You can create similar controller concerns for other objects. 

One Useful App or Tool


 Making things draggable and droppable is a must in today's modern application.  All project management apps, many dashboards tools and almost all online games have some drag-n-drop functionality. 

There are many libraries out there you can install to add this functionality. For the web, you have to use a javascript library.  And one of the easiest to use and most reliable is DragulaJs.

The library creators have a simple tagline that describes how easy it is to use the library.  

DragulaJS - Drag and drop so simple it hurts. 

And indeed, it is by far the simplest library to set up and use. Here is the list of main features of the library. This list is from their Github page. 

  • Super easy to set up
  • No bloated dependencies
  • Figures out sort order on its own
  • A shadow where the item would be dropped offers visual feedback.
  • Touch events!
  • Seamlessly handles clicks without any configuration.

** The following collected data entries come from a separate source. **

PR #199, opened 2021-11-17
Tdarr_Plugin_Greg_MP3_FFMPEG_CPU.js

Greg-2600:
Trying to contribute a frequently mentioned feature, built and tested on a clustered Tdarr 2.00.10 in Debian/Ubuntu.

### DIFF
--- a/Community/Tdarr_Plugin_Greg_MP3_FFMPEG_CPU.js
+++ b/Community/Tdarr_Plugin_Greg_MP3_FFMPEG_CPU.js
@@ -1,35 +1,39 @@
-module.exports.dependencies = ['import-fresh'];
-
 // eslint-disable-next-line import/no-extraneous-dependencies
 const importFresh = require('import-fresh');
+const loadDefaultValues = require('../methods/loadDefaultValues');
 
-function details() {
-  return {
-    id: 'Tdarr_Plugin_Greg_MP3_FFMPEG_CPU',
-    Description: '[Contains built-in filter] Convert an audio file to mp3, retaining ID3 tags, '
+module.exports.dependencies = ['import-fresh'];
+const details = () => ({
+  id: 'Tdarr_Plugin_Greg_MP3_FFMPEG_CPU',
+  Stage: 'Pre-processing',
+  Name: 'Audio Transcode to MP3 using CPU and FFMPEG',
+  Type: 'Audio',
+  Operation: 'Transcode',
+  Description: '[Contains built-in filter] Convert an audio file to mp3, retaining ID3 tags, '
       + 'and at original bitrate up to 320k - from type of: "flac,wav,ape,ogg,m4a,wma,opus" ',
-    Link: 'https://github.com/HaveAGitGat/Tdarr_Plugins/blob/master/Community/Tdarr_Plugin_Greg_MP3_FFMPEG_CPU.js',
-    Name: 'Audio Transcode to MP3 using CPU and FFMPEG',
-    Operation: 'Transcode',
-    Tags: 'pre-processing,ffmpeg,audio only',
-    Type: 'Audio',
-    Stage: 'Pre-processing',
-    Version: '0.0.1',
-    Inputs: [
-      {
-        name: 'codecsToInclude',
-        defaultValue: 'flac,wav,ape,ogg,m4a,wma,opus',
-        tooltip: `Codecs to exclude
+  Version: '0.0.1',
+  Tags: 'pre-processing,ffmpeg,audio only',
+  Inputs: [
+    {
+      name: 'codecsToInclude',
+      type: 'string',
+      defaultValue: 'flac,wav,ape,ogg,m4a,wma,opus',
+      inputUI: {
+        type: 'text',
+      },
+      tooltip: `Codecs to exclude
                \\nExample:\\n
                flac,wav,ape,ogg,m4a,wma,opus`,
-      },
-    ],
-  };
-}
+    },
+  ],
+});
 
 module.exports.details = details;
 
-module.exports.plugin = function plugin(file, librarySettings, inputs) {
+// eslint-disable-next-line no-unused-vars
+const plugin = (file, librarySettings, inputs, otherArguments) => {
+  // eslint-disable-next-line no-unused-vars,no-param-reassign
+  inputs = loadDefaultValues(inputs, details);
   const library = importFresh('../methods/library.js');
   const response = {
     // 320K selected over 384k intentionally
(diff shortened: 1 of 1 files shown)


Community/Tdarr_Plugin_Greg_MP3_FFMPEG_CPU.js
```diff
@@ -0,0 +1,50 @@
...
+  ${library.filters.filterByCodec(file, 'exclude', 'mp3').note}`;
+
+  if ((true && library.filters.filterByCodec(file, 'include', 'flac,wav,ape,ogg,m4a,wma,opus').outcome === true
+    && library.filters.filterByCodec(file, 'exclude', 'mp3').outcome === true)
+    || file.forceProcessing === true) {
+    response.preset = ', -map_metadata 0 -id3v2_version 3 -b:a 384k';
+    response.container = '.mp3';
+    response.handbrakeMode = false;
+    response.ffmpegMode = true;
+    response.reQueueAfter = true;
```
supersnellehenk, line 42: You can set these values as default when you first create the object.

Community/Tdarr_Plugin_Greg_MP3_FFMPEG_CPU.js
```diff
@@ -0,0 +1,50 @@
...
+    infoLog: '',
+
+  };
+
+  response.infoLog += `${library.filters.filterByCodec(file, 'include', 'flac,wav,ape,ogg,m4a,wma,opus').note}
+  ${library.filters.filterByCodec(file, 'exclude', 'mp3').note}`;
+
+  if ((true && library.filters.filterByCodec(file, 'include', 'flac,wav,ape,ogg,m4a,wma,opus').outcome === true
+    && library.filters.filterByCodec(file, 'exclude', 'mp3').outcome === true)
+    || file.forceProcessing === true) {
```
supersnellehenk, line 37: You can remove the first `true &&`, doesn't do anything. You can remove all `=== true` too as that's the default.

Community/Tdarr_Plugin_Greg_MP3_FFMPEG_CPU.js
```diff
@@ -0,0 +1,50 @@
...
+    response.preset = ', -map_metadata 0 -id3v2_version 3 -b:a 384k';
```
supersnellehenk, line 38: Are you sure you want 384k? That way it'll end up as a layer 2 mp3 while there's layer 3 available at 320k.

https://en.m.wikipedia.org/wiki/ISO/IEC_11172-3

Community/Tdarr_Plugin_Greg_MP3_FFMPEG_CPU.js
```diff
@@ -0,0 +1,50 @@
...
+    response.container = '.mp3';
+    response.handbrakeMode = false;
+    response.ffmpegMode = true;
+    response.reQueueAfter = true;
+    response.processFile = library.actions.remuxContainer(file, 'mp3').processFile;
+    response.infoLog += library.actions.remuxContainer(file, 'mp3').note;
+    return response;
+  }
+  response.processFile = false;
```
supersnellehenk, line 47: This is the default, no need to set it :)

supersnellehenk (changes requested):

Community/Tdarr_Plugin_Greg_MP3_FFMPEG_CPU.js
Greg-2600: Excellent feedback, I understand this much better now!  I changed this to 320k per the information you shared.

Community/Tdarr_Plugin_Greg_MP3_FFMPEG_CPU.js
Greg-2600: Good call, removed!

Community/Tdarr_Plugin_Greg_MP3_FFMPEG_CPU.js
Greg-2600: So much better now, thank you for pointing this out!

Community/Tdarr_Plugin_Greg_MP3_FFMPEG_CPU.js
Greg-2600: Great call, I refactored this out and set everything during the instantiation as you recommended.

Community/Tdarr_Plugin_Greg_MP3_FFMPEG_CPU.js
```diff
@@ -0,0 +1,44 @@
...
+
+module.exports.details = function details() {
+  return {
+    id: 'Tdarr_Plugin_Greg_MP3_FFMPEG_CPU',
+    Description: '[Contains built-in filter] Convert an audio file to mp3, retaining ID3 tags, '
+    + 'and at original bitrate up to 320k - from type of: "flac,wav,ape,ogg,m4a,wma,opus" ',
+    Link: 'https://github.com/HaveAGitGat/Tdarr_Plugins/blob/master/Community/Tdarr_Plugin_Greg_MP3_FFMPEG_CPU.js',
+    Name: 'Audio Transcode to MP3 using CPU and FFMPEG',
+    Operation: 'Transcode',
+    Tags: 'pre-processing,ffmpeg,audio only,mp3',
```
supersnellehenk, line 11: I missed this, but mp3 isn't a valid tag. Valid ones are listed in the example plug-in https://github.com/HaveAGitGat/Tdarr_Plugins/blob/master/Tdarr_Plugin_aaaa_Pre_Proc_Example.js

supersnellehenk (changes requested):
Other than that, looks good!

Greg-2600:
I see that import-fresh is supposed to be installed: in the node_modules. https://github.com/HaveAGitGat/Tdarr_Plugins/blob/master/node_modules/import-fresh/package.json

If there something i can do about this?

supersnellehenk:
> I see that import-fresh is supposed to be installed: in the node_modules. https://github.com/HaveAGitGat/Tdarr_Plugins/blob/master/node_modules/import-fresh/package.json
> 
> 
> 
> If there something i can do about this?

There's 3 lines you have to add, those are listed in the pre-processing example plug-in. Besides that, the checks have failed, could you fix those?

Greg-2600:
Well I added what i thought would be the 3 lines you referenced that would include the dependency the build is failing on.  It looks like the same issue exists, and I do not know what to do about it.

supersnellehenk (dismissed):

HaveAGitGat:
This is just a plugin that you’ve created through the plugin creator UI right?
 
I don’t think there’s any need to add it to the community plugins as others can create it through a few steps in the UI. Else we’d potentially end up with thousands of plugins from the plugin creator UI, all slightly different variations of each other.

Greg-2600:
> This is just a plugin that you’ve created through the plugin creator UI right?
> 
> I don’t think there’s any need to add it to the community plugins as others can create it through a few steps in the UI. Else we’d potentially end up with thousands of plugins from the plugin creator UI, all slightly different variations of each other.

Hello! Thanks for this great project.  Yes i built this in the plug-in creator UI and made some adjustment in an IDE per code review feedback.  The reason I submitted it: I noticed that many threads on Reddit and elsewhere were looking for a music collection oriented plugin that performed this feature. It’s your code base obviously and your call - I thought this was potentially scratching a common itch.

Greg-2600:
Woohoo!

:)

HaveAGitGat:
Woops lost my comment but I mentioned that I found and fixed a bug as you were using the remux action. For example an aac file in mp3 container would not get transcoded to mp3 in mp3 container.

Also can now set codecsToInclude in the library inputs:
image


Thanks :)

To see how seamlessly it works, check out this demo page.

How do you implement it?  Add Dragula to your website using your favourite javascript installation technique (webpacker, node, link tag, etc.). Then instantiate it and add the container whose elements you want to be draggable and droppable.

HTML element

<ul id="dragmearound">
  <li>Item 1</li>
  <li>Item 2</li>
</ul>

Javascript

var drake = dragula();
drake.containers.push(document.getElementById("dragmearound"));

That's it. 

Check out DragulaJS. You'll be pleasantly surprised. 

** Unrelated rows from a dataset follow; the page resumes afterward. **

PR #209, opened 2021-12-13
Create parameter for new audio stream either before or after

michpas:
parameter is empty; new stream will be created after the orginal.
parameter is 'before'; new stream is created before the existing stream


HaveAGitGat:
Thanks. I fixed a windows bug and added a dropdown for the option you added:
image

michpas:
Great. thanks

PR #210, opened 2021-12-14
removed duplicated parameter setting

michpas:


HaveAGitGat:
Good catch, thanks. I've added a test for that in future.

One Interesting Idea or Thought


"Failing to plan is planning to fail." This quote can be attributed to a variety of individuals, most often to Benjamin Franklin. Somehow we know this, instinctively or because our parents taught us.  To succeed at anything, it is best to create a plan first.

But, what does it actually mean to plan? 

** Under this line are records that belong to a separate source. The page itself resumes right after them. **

PR #217, opened 2021-12-20
Create Tdarr_Plugin_goof1_URL_Plex_Refresh

goofballtech:
Adding PR as reference point to my Issue in the Tdarr repo. Am fine adding to community but would rather get the success/error messages added as i'd hoped.


supersnellehenk:
@goofballtech File doesn't have the `.js` extension :)

Community/Tdarr_Plugin_goof1_URL_Plex_Refresh.js
```diff
@@ -0,0 +1,221 @@
...
+  Description: `Refreshes folder containing the current file in Plex so changes are picked up properly.`,
+  Version: '1.0',
+  Tags: '3rd party,post-processing,configurable',
+
+  Inputs: [
+    {
+      name: 'Url_Protocol',
+      type: 'string',
+      defaultValue: 'http',
+      inputUI: {
```
HaveAGitGat, line 19: Use dropdown menu UI here

Community/Tdarr_Plugin_goof1_URL_Plex_Refresh.js
```diff
@@ -0,0 +1,221 @@
...
+
+               \\nExample:\\n
+               192.168.0.10
+
+               \\nExample:\\n
+               subdomain.domain.tld`,
+    },
+    {
+      name: 'Plex_Port',
+      type: 'string',
```
HaveAGitGat, line 49: Use number type for port

Community/Tdarr_Plugin_goof1_URL_Plex_Refresh.js
```diff
@@ -0,0 +1,221 @@
...
+    response.infoLog += `☒ Above shown folder scanned in Plex! \n`
+  } else if (statusCode == 401) {
+    response.infoLog += `Plex replied that the token was not authorized on this server \n`
+  } else if (statusCode == 404) {
+    response.infoLog += `404 Plex not found, http/https is set properly? The URL used was 
+    ${redactedUrl} \n`
+  } else {
+    response.infoLog += `There was an issue reaching Plex. The URL used was 
+    ${redactedUrl} \n`
+  }
```
supersnellehenk, line 217: Strict type checking using `===` instead of `==`

Community/Tdarr_Plugin_goof1_URL_Plex_Refresh.js
```diff
@@ -0,0 +1,221 @@
...
+    return response
+  }
+
+
+  let filePath = file.file
+  filePath = filePath.substring(0, filePath.lastIndexOf("/"));
+
+  if (tdarrPath || plexPath) {
+    filePath = filePath.replace(tdarrPath, plexPath)
+  }
```
supersnellehenk, line 177: Seems to me that this check should be `&&` and not `||`

Community/Tdarr_Plugin_goof1_URL_Plex_Refresh.js
```diff
@@ -0,0 +1,221 @@
...
+
+  response.infoLog += `Attempting to update Plex path ${filePath} in library ${key}\n`
+
+  const fullUrl = `${type}://${url}${port ? `:${port}` : ''}/library/sections/${key}/refresh?path=${filePath}&X-Plex-Token=${token}`
+  const redactedUrl = `${type}://${url}${port ? `:${port}` : ''}/library/sections/${key}/refresh?path=${filePath}&X-Plex-Token=[redacted]`
```
supersnellehenk, line 182: You could build this as a sort of `tempUrl` variable and only append the token at the request. Now you're *basically* doing the same thing twice, just with the token or without.

Move the ternary out of the string itself to a separate variable. Increases readability.

Community/Tdarr_Plugin_goof1_URL_Plex_Refresh.js
supersnellehenk, line 217: Move this function out of the plugin function.

Community/Tdarr_Plugin_goof1_URL_Plex_Refresh.js
```diff
@@ -0,0 +1,221 @@
...
+
+  if (!type || !url || !token || !key) {
+    response.infoLog = `Url_Protocol, Plex_Url, Plex_Token, and Library_Key are all required`
+    response.processFile = false
+    return response
+  }
+
+
+  let filePath = file.file
+  filePath = filePath.substring(0, filePath.lastIndexOf("/"));
```
supersnellehenk, line 173: Kinda redundant initial value if you're gonna override it immediately

Community/Tdarr_Plugin_goof1_URL_Plex_Refresh.js
```diff
@@ -0,0 +1,221 @@
...
+  const url = inputs.Plex_Url
+  const port = inputs.Plex_Port
+  const token = inputs.Plex_Token
+  const key = inputs.Library_Key
+  const plexPath = inputs.Plex_Path
+  const tdarrPath = inputs.TDarr_Path
+
+  if (!type || !url || !token || !key) {
+    response.infoLog = `Url_Protocol, Plex_Url, Plex_Token, and Library_Key are all required`
+    response.processFile = false
```
supersnellehenk, line 167: You can set `processFile` to `false` by default by having it in the response object when you first create it

supersnellehenk (changes requested):

Community/Tdarr_Plugin_goof1_URL_Plex_Refresh.js
goofballtech: can you tell me where the ui types are listed? I looked through the repo and didn't see what the options were so i stuck with what i found in other extensions.

Community/Tdarr_Plugin_goof1_URL_Plex_Refresh.js
goofballtech: it's possible that the root of one mapping is not the root of the other. the replace with then just remove the specified portion of the path.

Community/Tdarr_Plugin_goof1_URL_Plex_Refresh.js
goofballtech: was left over from testing, didn't realize it was still double stepping

Community/Tdarr_Plugin_goof1_URL_Plex_Refresh.js
goofballtech: it's already out of the plugin function.....

goofballtech: i forgot to put it back in testing to figure out why there were never getting called. Though it may be doing something crazy with the responses. Then i figured out the call backs weren't working at all and never revisited.

supersnellehenk: That's my bad. Github diff is kinda hard to read sometimes. :)

Community/Tdarr_Plugin_goof1_URL_Plex_Refresh.js
supersnellehenk: Yeah, but that's what I'm implying. The if statement checks if either isn't empty or null, thus now it could happen that someone only fills `tdarrPath` and forgets about `plexPath` (somehow) or the other way around. It'll replace `/data/something/` with an empty string, thus removing that part entirely. The other way around, it would replace nothing with something.

goofballtech: and that could also be the case. if plex is /tv and tdarr is /data/media/tv you would need to remove /data/media for the scan so plex would be plank and /data/media would be in tdarr. If tdarr is /tv and plex is /data/media/tv you would need to type / in tdarr and /data/media in plex to make the right string. i might be able to do some complex regex or make it a few else if's that series here to handle all the possible combos and some edge cases. Not sure if it'd be worth it though. Think its worth trying?

goofballtech: got bored and played for a bit. i think this fulfills your concerns with having the tdarrPath be blank but having something in plex that needs to be added. Thoughts?

```javascript
  if (tdarrPath && !plexPath) {
    filePath = filePath.replace(tdarrPath, plexPath);
  } else if (!tdarrPath && plexPath) {
    filePath = filePath.replace(/^/, plexPath);
  }
```

HaveAGitGat:
Fixed the inputUI types so should be good now

HaveAGitGat:
@goofballtech this should now be working as you expect.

This is rather a straightforward question to answer.  To plan means creating a list of steps or tasks that you need to complete to achieve some goal.  It makes complete sense, and we have been doing this for a very long time.

This simple answer is actually missing something. It is missing the essence of planning. It is missing something that can either make or break your plan.  

What is that missing piece?  Habit. 

To plan means to commit to a continual action of deciding what you want to achieve, planning on how you can achieve it and revising your plan when new information comes to you.  

The key in that description is the statement about planning being a continual action.

We often create plans and abandon them after steps 3 or 4. This happens for many reasons. You may stop caring about the goal of your plan. Something more important comes. Or it gets too difficult, and you no longer feel like doing it.  In other words, life happens. 

This is where most people fail with planning.  They think of planning as a one-time event.  But planning is something you should be doing all the time, every day. 

"Failing to plan is planning to fail" is probably being misunderstood by those who read it. This quote is really trying to say that you should be planning all the time; otherwise, you will be failing all the time.  Not once. All the time. 

At TeamHQ, we plan continually. We have our weekly meetings where we plan our weekly work. We create our tasks on our weekly board.  Every morning, we review our plans, rearrange our tasks to reflect our changing priorities, and plan some more.  

Our work is affected by new information all the time. There are too many unknowns, but planning daily helps us stay on top and succeed by a little every day.  

This is why we are building TeamHQ. To us and you make planning an everyday activity. 

To summarize our idea here:

Planning is an essential element of success. Planning every day is an essential element of successful planning.